22. Hukuk Dairesi         2011/10614 E.  ,  2012/11602 K.

    "İçtihat Metni"

    MAHKEMESİ : Kartal 1. İş Mahkemesi
    TARİHİ : 02/08/2011
    NUMARASI : 2010/1521-2011/540

    Davacı vekili, müvekkilinin iş sözleşmesinin işverence haklı sebebe dayanılmaksızın  feshedildiğini ileri sürerek feshin geçersizliğine ve müvekkilinin işe iadesine karar verilmesini, işe başlatılmama halinde ödenmesi gereken tazminat ile boşta geçen süre ücret ve diğer haklarının belirlenmesini istemiştir.
    Davalı Yapı Kredi Bankası A.Ş. vekili, müvekkili bankanın dava dışı  ... A.Ş. ile  imzaladığı hizmet  alım sözleşmesi ile bankanın asli işi olmayan bazı teknik  işleri bu şirketten aldığını, diğer davalı ..... Tic. Ltd. Şti." nin, dava dışı..... A.Ş. bankaya temin etmiş olduğu teknik destek hizmet firması olduğunu, davacının diğer davalı şirket işçisi olarak çalıştığını ve iş sözleşmesinin davalı ...... Tic. Ltd. Şti. tarafından, müvekkili  bankadan bağımsız aldığı işletmesel karara istinaden sonlandırıldığı savunarak davanın reddine karar verilmesini talep etmiştir.
    Davalı ...... Tic.
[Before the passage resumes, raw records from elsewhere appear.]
PR #1433, opened 2019-05-14
Update configmap step

saheienko:
## Type

- [x] Fix (a **bug** or other **issue** was fixed)
- [ ] Feature (**new functionality** was added)

## Details

Create a `kube-system/capacity` configmap with capacity configuration. This provides an easy capacity integration.

## Checklist

- [ ] [Documentation](https://supergiant.readme.io/v2.1.0-alpha/) was **not** needed.

### DIFF
--- a/pkg/provisioner/provisioner.go
+++ b/pkg/provisioner/provisioner.go
@@ -10,21 +10,22 @@ import (
 	"sync"
 	"time"
 
-	"k8s.io/client-go/util/keyutil"
-
 	"github.com/pkg/errors"
 	"github.com/sirupsen/logrus"
+	"k8s.io/client-go/util/keyutil"
 
-	"github.com/supergiant/control/pkg/runner/dry"
-	"github.com/supergiant/control/pkg/storage/memory"
+	"github.com/supergiant/control/pkg/clouds"
 	"github.com/supergiant/control/pkg/model"
 	"github.com/supergiant/control/pkg/pki"
 	"github.com/supergiant/control/pkg/profile"
+	"github.com/supergiant/control/pkg/runner/dry"
 	"github.com/supergiant/control/pkg/sgerrors"
 	"github.com/supergiant/control/pkg/storage"
+	"github.com/supergiant/control/pkg/storage/memory"
 	"github.com/supergiant/control/pkg/util"
 	"github.com/supergiant/control/pkg/workflows"
 	"github.com/supergiant/control/pkg/workflows/steps"
+	"github.com/supergiant/control/pkg/workflows/steps/configmap"
 )
 
 const (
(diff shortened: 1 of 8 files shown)


pkg/workflows/steps/configmap/configmap.go
```diff
@@ -1,27 +1,56 @@
...
 	clientcorev1 "k8s.io/client-go/kubernetes/typed/core/v1"
 
 	"github.com/supergiant/control/pkg/kubeconfig"
-	"github.com/supergiant/control/pkg/model"
 	"github.com/supergiant/control/pkg/workflows/steps"
 )
 
+const (
+	// userdataPrefix is used to set script interpreter and log the output.
+	// https://docs.aws.amazon.com/AWSEC2/latest/UserGuide/user-data.html#user-data-shell-scripts
```
stgleb: I would rather name it header, but doesn't matter

pkg/provisioner/provisioner.go
```diff
@@ -594,9 +595,16 @@ func buildNodeProvisionScript(ctx context.Context, config *steps.Config) {
 	// These values must still be templated
 	dryConfig.Node.PublicIp = "{{ .PublicIp }}"
 	dryConfig.Node.PrivateIp = "{{ .PrivateIp }}"
+	dryConfig.ExternalDNSName = fmt.Sprintf("{{ .%s }}", configmap.KubeAddr)
 	dryConfig.Runner = dryRunner
 	dryConfig.DryRun = true
```
stgleb: Could add some comments on that, I see that we can determine private and public ip of the instance, but I can't get why we use it over ip's that goes from instance object

pkg/workflows/steps/configmap/configmap.go
```diff
@@ -126,30 +143,36 @@ func (s *Step) Depends() []string {
...
+	out := bytes.TrimSpace(w.Bytes())
+	if !bytes.HasPrefix(out, []byte("#!")) {
+		// https://docs.aws.amazon.com/AWSEC2/latest/UserGuide/user-data.html#user-data-shell-scripts
+		out = append([]byte(userdataPrefix), out...)
 	}
+	return out, nil
+}
 
-	return k8sClient, nil
+func getSubnet(azSubnets map[string]string) string {
```
stgleb: If we pick up random subnet - we can also sen AZ. subnet map contains az as a key

pkg/provisioner/provisioner.go
saheienko: Userdata is a part of run-instance configuration it should be applied before instance creation.

pkg/workflows/steps/configmap/configmap.go
saheienko: Capacity has no AZ option.

pkg/provisioner/provisioner.go
stgleb: Oh, thanks

pkg/workflows/steps/configmap/configmap.go
stgleb: I've meant that subnet is local to specific az. So you can return AZ too and store it in the  config for future use, I am not sure if it will be ever needed, but why not.

PR #1453, opened 2019-05-16
Redesign no AWS account cluster import view

kellystrauch0:
* implements redesign for what user sees at Cluster Import if they have no AWS accounts
* resolves card S20-1052

## Type

- [ ] Feature (**new functionality** was added)
- [x] Other (please **explain** below)
UI only

## Details

Example: Introduces a new cloud provider for provisioning and managing kubes on GCE, due to popular demand.

Example: Fixes #78, #89, #123

### Additional Details?

Example: In order to take advantage of this new feature, users will need to restart SG Control with the `gce` provider option added to the `providers` flag: `--providers=gce,aws,etc.` Otherwise, functionality is not changed.

## Checklist


cmd/ui/assets/src/app/clusters/import-cluster/import-cluster.component.scss
```diff
@@ -2,33 +2,45 @@
 
   .warning-wrapper {
     display: flex;
+    flex-direction: row;
+    justify-content: center;
+    margin-top: 38px;
```
kellystrauch0: @josephkane This is a hard-coded margin from the top -- would it be better to center everything between the header and footer instead?

josephkane: I think this might be to avoid collisions with the top nav positioning. If thats not the case, then yes it would definitely be better.

kellystrauch0: After in-person discussion w/ @josephkane, this is okay as is.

Ltd. Şti. vekili davalı bankanın  data girişlerinin el ürünü olmayan  teknoloji ile desteklenmesi hususunda dava dışı bir başka firma  ile anlaşma yapması ve kredi kartları bilgi işlem  biriminin bu  firmaya devredilmesi sebebi ile bankadaki faaliyetlerinin son bulduğunu, davacının iş sözleşmesinin bu sebeple feshedildiğini  savunmuştur.
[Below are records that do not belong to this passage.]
PR #1455, opened 2019-05-17
Do not fail if drain node fails

stgleb:
Skip error on drain step failure

### DIFF
--- a/pkg/workflows/steps/drain/drain_node.go
+++ b/pkg/workflows/steps/drain/drain_node.go
@@ -3,12 +3,12 @@ package drain
 import (
 	"context"
 	"fmt"
-	"github.com/sirupsen/logrus"
 	"io"
 	"text/template"
 
 	"github.com/pkg/errors"
 
+	"github.com/sirupsen/logrus"
 	"github.com/supergiant/control/pkg/clouds"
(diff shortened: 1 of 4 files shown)


pkg/workflows/steps/drain/drain_node.go
```diff
@@ -84,7 +85,7 @@ func (s *Step) Run(ctx context.Context, out io.Writer, config *steps.Config) err
 	err = steps.RunTemplate(ctx, s.script, r, out, config.DrainConfig)
 
 	if err != nil {
-		return errors.Wrap(err, "drain step")
+		logrus.Errorf("drain step has failed with %v", err)
```
saheienko: Is this step used for node deletion? If so we could delete an instance with some workloads.

stgleb: @saheienko if node fails on provisioning before register itself to kube-apiserver this step will always fail, because I get node name by ip address from kubectl get no output. So this leads to situation that node that has failed to provision can not be deleted from control. This is why I've made this step optional.

saheienko: Would it be better to retrieve node name with a kubernetes client here and check the `not found` error?

PR #1460, opened 2019-05-17
Intergrate with capacity

stgleb:
Fix master duplication
Fix getting metric for capacity made nodes


eldridgeh:
waiting on the chart repo to be reindexed and will complete testing when done. We also need to cut a release as soon as this is passed and merged in.

PR #1465, opened 2019-05-30
List releases of operational only clusters

stgleb:


pkg/kube/handler.go
```diff
@@ -913,8 +913,22 @@ func (h *Handler) getRelease(w http.ResponseWriter, r *http.Request) {
...
+		if sgerrors.IsNotFound(err) {
+			message.SendNotFound(w, kubeID, err)
+			return
+		}
+		message.SendUnknownError(w, err)
+		return
+	}
+
+	if k.State != model.StateOperational {
+		return
```
saheienko: Could you add some information to the response? It returns Status OK but a cluster isn't ready.

stgleb: Done

PR #1472, opened 2019-06-21
Add upgrade feature for k8s cluster

stgleb:
Add API endpoint

Request

`PATCH /kubes/<kube-id>`

Response

```
{
   "node-name-1":"task-id",
   "node-name-2":"task-id"
}
```

map that maps node-name to task id. 

Note: task for upgrading a node has the same id as task for provision a node. So there is no need to change anything on the UI.

Need to add some picture like spinning wheen for the cluster in provisioning state.


templates/upgrade.go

    Mahkemece; davacının gerekli görüldüğü takdirde hizmet içi eğitim verilmek sureti ile başka birimlerde değerlendirme imkanı bulunup bulunmadığının yeterince araştırılmadığı, feshe son çare olarak başvurulması ilkesine uygun hareket edilmediği gerekçesi, davanın kabulüne  karar verilmiştir.
    Karar davalılar tarafından temyiz edilmiştir.
    Taraflar arasında iş sözleşmesinin feshinin geçerli sebebe dayanıp dayanmadığı uyuşmazlık konusu olup, normatif dayanak 4857 sayılı İş Kanunu’nun 18 ve devamı maddeleridir.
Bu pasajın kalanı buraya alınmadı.